It’s no secret that the pandemic has prompted many people to buy a second home in a sought-after vacation spot. It has also led to a decrease in the supply of housing and a surge in prices in many resort areas, especially in the most desirable locations.
Those who have been excluded from the individual ownership market have generally looked into the vacation condominium market, which has traditionally consisted of timeshares, timeshares, private residence clubs, and destination clubs. They have also done very well over the past year.
Now come Pacaso, a Silicon Valley startup that focuses on the high-end vacation condominium market. The Pacaso model is the closest to fractional real estate ownership, offering an ownership interest in one property with others so that the costs can be shared. Each owner has an equal share of the land title and shares maintenance and taxes. The condominium can allow access to the house for several weeks, depending on the number of owners.

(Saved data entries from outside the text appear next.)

PR #1551, opened 2026-06-18
fix(srv): harden error paths — poison-tolerant mutex, log silent drops, guard take().unwrap() (A15)

AgentA-asaf:
## Summary

Addresses A15 from the architecture refactor tracking board (`docs/analysis/TRACKING_ARCHITECTURE_REFACTOR_A1_A15_2026_06_18.md`).

- **`rpc/engine.rs`** — add `lock_inner()` helper that recovers from mutex poison via `unwrap_or_else(|e| e.into_inner())`, replacing all 15 `lock().unwrap()` call sites. Also logs when the output channel is closed (`send_output`) and when a response channel is full or closed (`handle_response`).
- **`subprocess.rs`, `persistent.rs`, `acp.rs`** — replace `child.stdin/stdout.take().unwrap()` with `.ok_or_else(...)` so a missing pipe returns `Err` instead of panicking the Tokio task.
- **`acp.rs`** — log `warn`/`error` when `try_send` silently drops ACP handshake messages (`initialize`, `initialized`, `session/create`) or shutdown messages (`shutdown`, `exit`). ACP agents that fail to start will now appear in logs.

## Test plan

- [ ] `cargo check -p agentmux-srv` passes (no new errors) ✅ (36s, 66 pre-existing warnings)
- [ ] Start an ACP agent, observe normal startup in logs
- [ ] Kill an ACP agent mid-run, confirm graceful stop path logs debug (not error)
- [ ] Confirm no panic under `lock_inner()` usage in a normal run

### DIFF
--- a/.changesets/1781776672392-fix-srv-error-hardening-94e3c9878898.md
+++ b/.changesets/1781776672392-fix-srv-error-hardening-94e3c9878898.md
@@ -1,0 +1,4 @@
+---
+type: patch
+---
+Harden srv error paths: poison-tolerant mutex in rpc/engine, log silent channel drops, guard unguarded take().unwrap() in subprocess/persistent/acp controllers with proper Err returns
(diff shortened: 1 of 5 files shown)


a5af:
@codex review

PR #1559, opened 2026-06-18
fix(floater): dwell gate for redock ghost + retry on back-to-back tear-off

a5af:
## Summary

- **Bug 1 — redock ghost delay**: `installFloatingRedockHoverListener` in `app-init.ts` now gates the ghost placeholder behind 180ms of continuous hover over the same target window, matching `REDOCK_DWELL_MS` already enforced by the floater for the actual drop. On Windows, `Win32BeginMoveTask` fires `floating-redock:hover-state` every 50ms with no dwell — the ghost was appearing immediately on cursor entry and surprising users who just wanted to reposition the floater.

- **Bug 3 — second tear-off silently drops**: All three `CrossWindowDragMonitor` variants (win32, darwin, linux) now retry `open_floating_pane_window` once after 350ms when the error message contains `"currently closing"`. Root cause: the first tear-off auto-closes its source tab (`service.rs:2182`), briefly setting `BrowserPaneLifecycle::Closing`, which makes `any_browser_pane_closing()` return true and rejects any concurrent `open_floating_pane_window` call. The 350ms window covers the typical 100–200ms tab-close lifecycle.

## Out of scope (tracked separately)

Bug 2 — floater Z-order always above main window — is a Win32 owned-window invariant and requires removing the owner relationship + manual minimize/restore/destroy cascade. Filed as a separate issue.

## Test plan

- [ ] Drag floating pane quickly across main window border — ghost should NOT appear (< 180ms pass-through)
- [ ] Hold cursor over main window for > 180ms with floater being dragged — ghost should appear and snap correctly on drop
- [ ] Tear off a pane, then immediately tear off a second pane — both should produce floating windows (no silent drop)
- [ ] Non-"currently closing" IPC failures still log and bail (no retry loop)

### DIFF
--- a/.changesets/1781781025-fix-floater-dwell-gate-for-redock-ghost-retry-on-back-to-bac-n07u.md
+++ b/.changesets/1781781025-fix-floater-dwell-gate-for-redock-ghost-retry-on-back-to-bac-n07u.md
@@ -1,0 +1,5 @@
+---
+type: patch
+---
+
+fix(floater): dwell gate for redock ghost + retry on back-to-back tear-off
--- a/frontend/app-init.ts
+++ b/frontend/app-init.ts
@@ -161,6 +161,16 @@ function installFloatingRedockHoverListener(): void {
         }
     };
 
+    // Dwell gate — mirrors the 180ms gate in floating-pane-workspace.tsx.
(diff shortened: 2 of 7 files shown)


a5af:
@codex review

PR #3146, opened 2026-09-10
fix(srv): integration tests no longer trigger a real macOS Keychain prompt

AgentO-asaf:
Fixes the exact symptom hit this session: running `cargo test -p agentmux-srv` on a real Mac produced 4 near-simultaneous interactive Keychain prompts, with no indication of which process or why, requiring the person at the keyboard to deny each one blind.

## Root cause

`agentmux-srv/tests/integration_test.rs` spawns the real compiled `agentmux-srv` binary (`spawn_backend`/`spawn_backend_with_data_dir`) to test it end-to-end. That binary's normal startup unconditionally calls `CloudSubscriber::init_global`, which registers the muxbus credential with the broker scheduler and triggers `Store::muxbus_is_fresh()` — a real, synchronous OS-keychain read — almost immediately.

This repo already has a retro on the general phenomenon (`docs/retro/retro-macos-muxbus-keychain-prompt-storm-2026-08-19.md`), but it addressed the *shipped app's* prompt count (collapsing 12 keychain entries down, adding read timeouts). It didn't cover an *automated test run* reaching the real keychain at all.

The keychain entry's ACL only trusts specific notarized, Developer-ID-signed installs. An ad-hoc/dev-signed `target/debug` binary is never on that list, so macOS surfaces a fresh interactive consent prompt for **every spawned test process** — on whatever account happens to be running the suite, which on a shared dev machine may not even be the person who triggered the test run.

## Fix

`AGENTMUX_DISABLE_CLOUD_SUBSCRIBER` — presence-based, matching the `AGENTMUX_DEV`/`AGENTMUX_TRAY` idiom already used in this codebase — gates the `init_global` call in `bootstrap.rs`. **Off by default**: the shipped app and `task dev` keep the real muxbus reconnect-on-launch behavior exactly as before. Both spawn sites in `integration_test.rs` now set it.

## Verification

Two levels:

1. **Unit tests** on the gate function: defaults to enabled with no var set, disabled regardless of value once the var is present (empty string included — matching the presence-based idiom, not a value check).
2. **The actual regression, empirically** — not just testing the gate logic in isolation:
   - Captured wall-clock start time.
   - Ran `cargo test --test integration_test -p agentmux-srv` — **5 passed**, all the subprocess-spawning tests (`auth_rejects_missing_key`, `auth_accepts_valid_header`, `health_returns_200`, `restore_last_session_survives_a_real_process_restart`, `sigterm_exits_process`) still exercise real IPC/lifecycle behavior against the spawned binary.
   - Searched the macOS unified log (`log show --predicate 'eventMessage contains "keychain"'`) for any prompt event from `target/debug/agentmux-srv` since that timestamp.
   - **Zero.** The same class of run previously produced 4.

`cargo test -p agentmux-srv -- --test-threads=1`: **3197 passed** (2 more than before — the new gate tests), 0 failed.

### DIFF
--- a/.changesets/1789018616-fix-srv-integration-tests-no-longer-trigger-a-real-macos-key-bm6w.md
+++ b/.changesets/1789018616-fix-srv-integration-tests-no-longer-trigger-a-real-macos-key-bm6w.md
@@ -1,0 +1,5 @@
+---
+type: patch
+---
+
+fix(srv): integration tests no longer trigger a real macOS Keychain prompt
--- a/agentmux-srv/src/bootstrap.rs
+++ b/agentmux-srv/src/bootstrap.rs
@@ -1076,9 +1076,30 @@ pub fn spawn_background_subsystems(
     ));
 
     // Cloud push subscriber — single WS connection per sidecar that the cloud
-    // uses to push reactive injections instead of polling.
-    // No-op until the user connects via muxbus.login.
-    crate::muxbus::cloud_subscriber::CloudSubscriber::init_global(id_store.clone());
+    // uses to push reactive injections instead of polling. The WS connection
+    // itself is a no-op until the user connects via muxbus.login, but
+    // `init_global` registers the muxbus credential with the broker
+    // scheduler unconditionally, which calls `Store::muxbus_is_fresh()` —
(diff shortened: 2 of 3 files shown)


a5af:
@codex review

As a concept, it has been around for twenty years and is being used successfully to sell townhouses and condos in ski resorts and seaside communities.

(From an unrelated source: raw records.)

PR #3147, opened 2026-09-10
feat(srv): portability Phase 1+2 — export announces uncarried memory; history in the manifest

AgentA-asaf:
Phases 1 and 2 of `docs/specs/SPEC_INSTRUCTION_AND_MEMORY_PORTABILITY_2026_09_09.md` (#3144). The spec's §7 says these two are small enough to land together and that the design-heavy Phase 3 should not ride along; this is that pair.

**Phase 1 — `bundle.export` announces the memory it cannot carry (§3.1/§5.1).**

Import already announced its mirror case: an agent-less import that sees `components.memory` pushes `MEMORY_COMPONENT_IGNORED_WARNING` (`bundle_import.rs:432`). Export said nothing. Since every `components.*` key is optional, a missing `memory` key is indistinguishable from "this bundle had none", so an operator exporting a bound agent's bundle got a file that looked complete.

**What it emits is unchanged.** Omitting memory from an agent-less export is correct — a bundle detached from any agent has no memory to carry. Only the silence was the bug.

Two details worth review attention:

- **Both bindings count.** `AgentDefinition.memory_id` is the agent's own bundle (stored in `db_agents.default_memory_id`); `AgentInstance.memory_id` is one *launch* pointed at a different bundle (`storage/agents.rs:153-163`). Checking only the definition would miss exporting the bundle a running instance was launched with — likely the more common case. Memory is keyed on the definition id either way, so the instance path resolves through `definition_id`.
- **Reads the mirror, does not refresh it.** `build_export_for_agent` must refresh before copying files (`app_api/bundle.rs:558`); a warning has no business writing to the store as a side effect. The cost is under-warning for memory that exists on disk but was never mirrored — the same residual gap `SPEC_NATIVE_MEMORY_DURABLE_SYNC_2026_08_07.md` already accepts. Documented at the helper.

**Phase 2 — history is registered in the manifest (§3.5).**

`export_for_agent_with_history` wrote transcripts into the archive and counted them in the RPC response, but never touched the manifest after the memory splice — so anything reading `components.*` to learn what the archive holds could not see history at all. Now registered under `components.history`, and **absent rather than empty** when no session was included, since absence already means "none".

**Refactors, both in service of the above**

- `bundle.export`'s handler body extracted to `bundle_export_impl`, so the warning contract is asserted at the RPC boundary rather than only on its helper. This is the shape `bundle_export_for_agent_impl` and `bundle_export_for_agent_with_history_impl` already had.
- The find-parse-rewrite manifest dance is now one `set_manifest_component` helper shared by the memory and history splices, which had it byte for byte.

**Tests** (4 new, all failed before the change):

| Test | Pins |
|---|---|
| `agent_less_export_warns_when_a_bound_agent_has_memory` | helper **and** the RPC's `warnings` array; also that the archive still carries no `memory/` files |
| `agent_less_export_is_silent_without_memory_or_without_a_binding` | bound-but-empty, unbound bundle, and the blank-singleton sentinel |
| `agent_less_export_warns_for_an_instance_scoped_binding_too` | the `AgentInstance.memory_id` path |
| `omits_the_history_component_when_no_session_was_included` | absence, not `[]` |

plus a manifest assertion added to the existing `includes_the_agents_sessions_alongside_the_normal_bundle_files`.

One thing found while writing them, worth knowing independently of this PR: `agent_def_update` does not list `default_memory_id` among its columns (`storage/agents.rs:1188-1197`), so mutating `AgentDefinition.memory_id` and calling it silently no-ops. The test helper uses `agent_def_set_memory_id_if_empty` and says why.

**Verification**
```
cargo test -p agentmux-srv        → 3215 passed, 0 failed (4 new)
frontend/types/rpc                → clean, no binding change
```

Tracking: #2024.

### DIFF
--- a/.changesets/1789018698-feat-srv-armory-portability-phase-1-2-bundle-export-announce-m9er.md
+++ b/.changesets/1789018698-feat-srv-armory-portability-phase-1-2-bundle-export-announce-m9er.md
@@ -1,0 +1,5 @@
+---
+type: patch
+---
+
+feat(srv): armory portability Phase 1+2 — bundle.export announces memory it cannot carry; history registered in the ABF manifest
--- a/agentmux-srv/src/server/app_api/bundle.rs
+++ b/agentmux-srv/src/server/app_api/bundle.rs
@@ -436,18 +436,6 @@ fn bundle_export_impl(
     Ok(result)
 }
 
-/// Splice native-memory files into an already-built bundle export's
-/// `armory.json` manifest and files list, adding `components.memory` (ABF
-/// v0.2 §2.3). Kept OUTSIDE `bundle_export.rs` deliberately — that
-/// module's `export_bundle()` is scoped to a bundle's own components
-/// (instructions/skills/MCP/accounts) with no concept of "agent" or
-/// native memory at all; memory is agent-scoped, not bundle-scoped, so
-/// splicing it in here (the RPC-handler layer, which already resolves
-/// other agent-scoped data like skill rows) keeps that module's
-/// documented scope intact rather than growing it a fifth, unrelated
-/// component category. A no-op when `memory_files` is empty — matches the
-/// existing omit-empty-components convention used elsewhere in the
-/// manifest.
 /// Warning the agent-less `bundle.export` pushes when the bundle it is
 /// exporting is bound to an agent that actually has native memory.
 ///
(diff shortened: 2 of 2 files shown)


a5af:
@codex review

AgentA-asaf:
Tracking issue for the full phase list: #3148. This PR is Phases 1 and 2.

AgentA-asaf:
Confirmed, and the analysis is exactly right — but it cannot be fixed the way the comment asks, so I documented it instead. Reasoning, in `209b8246f`:

There is **no globally durable source for the binding today.** `DefinitionRecordV1` does not carry `memory_id` at all (`storage/def_registry_mirror.rs:128-133`), which is why `agent_def_list`'s overlay preserves it only when a local row exists (`storage/agents.rs:462`) — a genuinely cross-channel agent reads back with `memory_id: ""`. The bundle row and the native-memory mirror are both global; the binding between them is the one channel-local piece. So "resolve the binding from globally durable data" has nothing to read.

I considered widening the warning to fire when the binding is merely *unknown*, and rejected it: it would fire on unrelated bundles whenever any cross-channel agent has memory, which trains operators to ignore the warning — worse than the gap for an advisory message that changes no bytes in the archive.

The actual fix is adding `memory_id` to the registry wire format. That is already a tracked gap for larger reasons than this warning — the same missing field makes a cross-channel reopen start unbound and confines m0021's backfill to local SQLite, both noted in `def_registry_mirror.rs`. Added to #3148 with your scenario spelled out, and the limitation is now documented at `bound_agent_has_native_memory` with the citation rather than left implicit.

Worth being explicit that this bounds a *warning*, not behaviour: what any export path emits is unchanged by this PR.

AgentA-asaf:
P2 fixed in `bf3fb4018` — comment-only move. My insertion split `splice_memory_component` from its doc comment; the doc is back on the function and the const keeps its own. Nothing else changed.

This is where Pacaso is a little different. The company buys single family homes in desirable luxury communities that are unique properties, not cookie-cutter condos and townhouses. They equip and decorate each home with high-end furniture and state-of-the-art appliances, using professional interior designers. For the most part, these are luxury properties worth $ 1 million and more.
They then sell the subdivided property of each property to a maximum of eight owners, who each buy a share. A single action includes approximately 44 overnight stays per year. As a stock owner, you are also guaranteed a “special date” per year, which includes Independence Day, Christmas and other federal holidays. If a buyer wants more ownership, they can buy up to four shares, which would mean owning half the house.
Unlike a timeshare, this is an actual real estate purchase and the value of the property is tied to the local real estate market. If an owner decides to sell at some point, he or she can benefit from the increased value of a property. It’s not a VRBO or AirBnB style purchase, the company says. Pacaso promises exclusive use by owners and their guests, and stresses that the property will not enter a rental pool.
In terms of stays, Pacaso allows you to plan from 8 days to 24 months in advance. Short stays can be booked two days in advance.
Pacaso currently has homes available in more than a dozen markets, with a focus on communities where the cost of entry can be otherwise prohibitive. They include Aspen, Palm Springs, Napa-Sonoma, Telluride, and Park City.
The prices are, frankly, high, reflecting the exclusivity and high real estate values in the markets they have chosen. The prices listed reflect the cost of buying the home. For example, a share in a five bedroom house in Breckenridge, Colorado is $ 593,000 while $ 725,000 will get you a share of ownership in a five bedroom house in the Old Las Palmas neighborhood of Palm Springs, with a pool, tennis court and putting green on its enclosed one acre lot. For ocean lovers, a share in a three-bedroom beach house in La Jolla, California with a rooftop infinity pool is $ 1,151,000. The total value of the La Jolla home, according to Pacaso, is $ 8,250,000.
Naturally, there are real estate transaction fees and Pacaso service fees that cover the aggregation of buyers (finding and verifying qualified owners) and the formation of the LLC, including legal fees. Pacaso offers financing of up to 50% of their purchase through Pacaso’s banking partners, as well as financing costs assessed at closing. There are also running expenses such as property management and repairs associated with the property.
Is Pacaso the wave of the future secondary property? Considering that it started in October 2020 and achieved unicorn status faster than any other company in history, with a valuation north of $ 1 billion, it probably deserves your attention.